Trust Bank PLC.
- Company type: Private
- Industry: Banking
- Founded: 1999; 27 years ago in Dhaka, Bangladesh
- Headquarters: Shadhinota Tower, Bir Srestha Shahid Jahangir Gate, Dhaka Cantonment, Dhaka, Bangladesh
- Products: Banking services, ATM services, Consumer Banking, Corporate Banking, Investment Banking, Islamic Banking, Treasury Management, Internet Banking, Locker Services
- Operating income: ৳17.779 million (US$140,000) (2023)
- Total assets: ৳453.829 million (US$3.7 million) (2023)
- Parent: Army Welfare Trust
- Subsidiaries: Trust Bank Securities Limited (TBSL) Trust Bank Investment Limited (TBIL) Trust Axiata Digital Limited (TADL)
- Rating: Long Term: AA1 Short Term: ST-1
- Website: tblbd.com

= Trust Bank =

Private commercial bank in Bangladesh

Trust Bank PLC. is a private commercial bank that was established in 1999 in Bangladesh. It is backed by Army Welfare Trust of Bangladesh Army. General Waker-Uz-Zaman, the incumbent Chief of Army Staff of Bangladesh Army is its chairman. It is one of the leading private commercial banks having a network of 119 branches, 8 sub-branches and 282 ATM booths across Bangladesh.

== History ==
In 1999, the Bangladesh Army Welfare Trust established Trust Bank Limited.

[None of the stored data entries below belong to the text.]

PR #1302, opened 2023-08-21
GPU element restriction for `CEED_RESTRICTION_ORIENTED` and `CEED_RESTRICTION_CURL_ORIENTED`

sebastiangrimberg:
NOTE: Based on #1316

Follows up #1300 and #1301 to complete H(div) and H(curl) functionality on GPU backends. Implements diagonal assembly and full assembly for the `cuda/ref` and `hip/ref` backends when using H(div) or H(curl) finite element spaces, while also following up #1316 with support for rectangular operator full assembly.

~~This currently does not include deterministic element restriction transpose operations for the GPU backends when the restrictions are created by `ElemRestrictionCreateOriented` or `CreateCurlOriented`. The non-determistic kernels using `atomicAdd` are easier to write. If this is a sticking point I guess we can go ahead and add deterministic variants for the transpose operations for these restrictions. I believe all that's necessary is correctly permuting the `orients` and `curl_orients` arrays for access similar to `offsets` during construction, but I am not fully certain on this and so would welcome any input here on how to go about it/if this should be added or not.~~ UPDATE 11/9: This is now added and `/gpu/[cuda,hip]/magma/det` is implemented for all restriction types.

### DIFF
--- a/backends/sycl-ref/ceed-sycl-ref-operator.sycl.cpp
+++ b/backends/sycl-ref/ceed-sycl-ref-operator.sycl.cpp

In 2001, the bank introduced automated branch banking system. In 2005, the bank introduced ATM services for its customers.

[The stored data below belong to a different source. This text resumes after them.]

PR #1303, opened 2023-08-23
fluids: Refactor setupgeo*, calculate dXdx directly for strong BC

jrwrigh:
This PR does two different, but related things:
- Refactor the `setupgeo.h` functions into helpers
- Refactor the strong boundary condition setup to use those helpers

There is not change to functionality here, just cleaning things up a bit.


jeremylt (approved):
LGTM

PR #1308, opened 2023-08-25
Fluids: Add DMSetupByOrder helper functions 

jrwrigh:
These functions help to make the setting up of auxillary DMs and PetscFE objects more consistent.

Also created `src/dm_utils.c` as a central location for these DM functions that are used in several different places.


examples/fluids/src/dm_utils.c
```diff
@@ -0,0 +1,352 @@
...
+  // Set tensor permutation if needed
+  if (!is_simplex) {
+    PetscCall(DMPlexSetClosurePermutationTensor(dm, PETSC_DETERMINE, NULL));
+    if (setup_coords) {
+      DM dm_coord;
+
+      PetscCall(DMGetCoordinateDM(dm, &dm_coord));
+      PetscCall(DMPlexSetClosurePermutationTensor(dm_coord, PETSC_DETERMINE, NULL));
+    }
+  }
```
jeremylt, line 349: I worry that this is really easy to forget and is a potential hard-to-find-bug bomb. But I'm not seeing an obvious workaround if you aren't setting any Dirichlet BCs inside `DMSetupByOrder_FEM` like we do in Ratel.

In January 2007, Trust Bank launched online banking services. Customers can now deposit or withdraw money from any branch of Trust Bank nationwide without needing to open multiple accounts in multiple branches.

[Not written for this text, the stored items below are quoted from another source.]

PR #1309, opened 2023-08-26
fluids: Add DMPlexCeedElemRestriction*Create

jrwrigh:
Replaces CreateRestrictionFromPlex and GetRestrictionForDomain

Dependent on #1308, mostly because I wanted to put these functions in `src/dm_utils.c`

Todos:
- [x] Scan through for manually created strided element restrictions to replace with these new functions
- [x] Clean out `num_elem` and `num_qpnts` from the code using the afore mentioned manual strided restriction creation.

### DIFF
--- a/examples/fluids/src/dm_utils.c
+++ b/examples/fluids/src/dm_utils.c
@@ -93,16 +93,13 @@ PetscErrorCode DMPlexCeedElemRestrictionCreate(Ceed ceed, DM dm, DMLabel domain_
 **/
 PetscErrorCode DMPlexCeedElemRestrictionCoordinateCreate(Ceed ceed, DM dm, DMLabel domain_label, PetscInt label_value, PetscInt height,
                                                          CeedElemRestriction *restriction) {
-  DM        dm_coord;
-  PetscBool is_simplex = PETSC_FALSE;
+  DM dm_coord;
 
   PetscFunctionBeginUser;
   PetscCall(DMGetCellCoordinateDM(dm, &dm_coord));
   if (!dm_coord) {
     PetscCall(DMGetCoordinateDM(dm, &dm_coord));
   }
-  PetscCall(DMPlexIsSimplex(dm_coord, &is_simplex));
-  if (!is_simplex) PetscCall(DMPlexSetClosurePermutationTensor(dm_coord, PETSC_DETERMINE, NULL));
   PetscCall(DMPlexCeedElemRestrictionCreate(ceed, dm_coord, domain_label, label_value, height, 0, restriction));
 
   PetscFunctionReturn(PETSC_SUCCESS);
@@ -456,11 +453,12 @@ PetscErrorCode DMSetupByOrderBegin_FEM(PetscBool setup_faces, PetscBool setup_co
     PetscCall(PetscDualSpaceGetOrder(fe_coord_dual_space, &fe_coord_order));
 
     // Create FE for coordinates
-    PetscCheck(fe_coord_order == 1 || coord_order == 1, PetscObjectComm((PetscObject)dm), PETSC_ERR_USER_INPUT,
-               "Only linear mesh geometry supported. Recieved %d order", fe_coord_order);
+    PetscCheck(fe_coord_order == 1 || coord_order == 1, comm, PETSC_ERR_USER_INPUT, "Only linear mesh geometry supported. Recieved %d order",
+               fe_coord_order);
     PetscCall(PetscFECreateLagrange(comm, dim, num_comp_coord, is_simplex, fe_coord_order, q_order, &fe_coord_new));
     if (setup_faces) PetscCall(PetscFEGetHeightSubspace(fe_coord_new, 1, &fe_coord_face_new));
     PetscCall(DMProjectCoordinates(dm, fe_coord_new));
+    PetscCall(DMLocalizeCoordinates(dm));  // Update CellCoordinateDM with projected coordinates
     PetscCall(PetscFEDestroy(&fe_coord_new));
   }
   PetscFunctionReturn(PETSC_SUCCESS);
@@ -489,6 +487,8 @@ PetscErrorCode DMSetupByOrderEnd_FEM(PetscBool setup_coords, DM dm) {
 
       PetscCall(DMGetCoordinateDM(dm, &dm_coord));
       PetscCall(DMPlexSetClosurePermutationTensor(dm_coord, PETSC_DETERMINE, NULL));
+      PetscCall(DMGetCellCoordinateDM(dm, &dm_coord));
+      if (dm_coord) PetscCall(DMPlexSetClosurePermutationTensor(dm_coord, PETSC_DETERMINE, NULL));
     }
   }
   PetscFunctionReturn(PETSC_SUCCESS);
--- a/examples/fluids/src/dm_utils.c
+++ b/examples/fluids/src/dm_utils.c
@@ -14,54 +14,6 @@
 
 #include "../navierstokes.h"
 
-// Utility function to create local CEED restriction
-PetscErrorCode CreateRestrictionFromPlex(Ceed ceed, DM dm, CeedInt height, DMLabel domain_label, CeedInt label_value, PetscInt dm_field,
-                                         CeedElemRestriction *elem_restr) {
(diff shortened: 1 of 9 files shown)


examples/fluids/src/dm_utils.c
```diff
@@ -96,6 +47,202 @@ PetscErrorCode DMFieldToDSField(DM dm, DMLabel domain_label, PetscInt dm_field,
...
+  @param[in]   height         Height of `DMPlex` topology
+  @param[in]   q_data_size    Number of components for `QFunction` data
+  @param[in]   is_collocated  Boolean flag indicating if the data is collocated on the nodes (`PETSC_TRUE`) on on quadrature points (`PETSC_FALSE`)
+  @param[out]  restriction    Strided `CeedElemRestriction` for `QFunction` data
+
+  @return An error code: 0 - success, otherwise - failure
+**/
+static PetscErrorCode DMPlexCeedElemRestrictionStridedCreate(Ceed ceed, DM dm, DMLabel domain_label, PetscInt label_value, PetscInt height,
+                                                             PetscInt q_data_size, PetscBool is_collocated, CeedElemRestriction *restriction) {
+  PetscInt num_elem, num_qpts, dm_field = 0;
```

In November 2008, Trust Bank denied allegations by Mahmudur Rahman that its former chairman, Hasan Mashhud Chowdhury, was involved with laundering money from the bank in 2002. Trust Bank announced 10 per cent dividends in 2008 at the 9th annual general meeting of the bank.

The Bank opened a merchant banking wing in 2009.

In 2020, the consolidated net profit for the bank was 650 million taka.

On 2 August 2022, Trust Bank held its the 23rd Annual General Meeting online chaired by the vice-chairman of the bank, Major General Md Moshfequr Rahman. The meeting approved a 22.5 dividend for the year. The bank signed an agreement with Bengal Commercial Bank Limited to facilitate money transfer through Ria Money Transfer. Trust Axiata Pay, also known as TAP, is a money transfer service owned by Trust Bank Limited. TAP has an agreement with Canteen Stores Department for processing payments.